PR #1443, opened 2017-06-21
Clean up default $select description

mlafleur:
Reformatted and reworded how we describe the default $select statment applied to user_list. 

I also removed this information from the beta endpoint as within beta we return the entire user object rather than a default property set.

### DIFF
--- a/api-reference/beta/api/user_list.md
+++ b/api-reference/beta/api/user_list.md
@@ -2,30 +2,39 @@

● ● ● ●

# [WORK TO BE COMPLETED]
Scan the data above for the string "default". Copy every line in which it appears.

# [ANSWER TO THIS EXERCISE]
Clean up default $select description
Reformatted and reworded how we describe the default $select statment applied to user_list. 
I also removed this information from the beta endpoint as within beta we return the entire user object rather than a default property set.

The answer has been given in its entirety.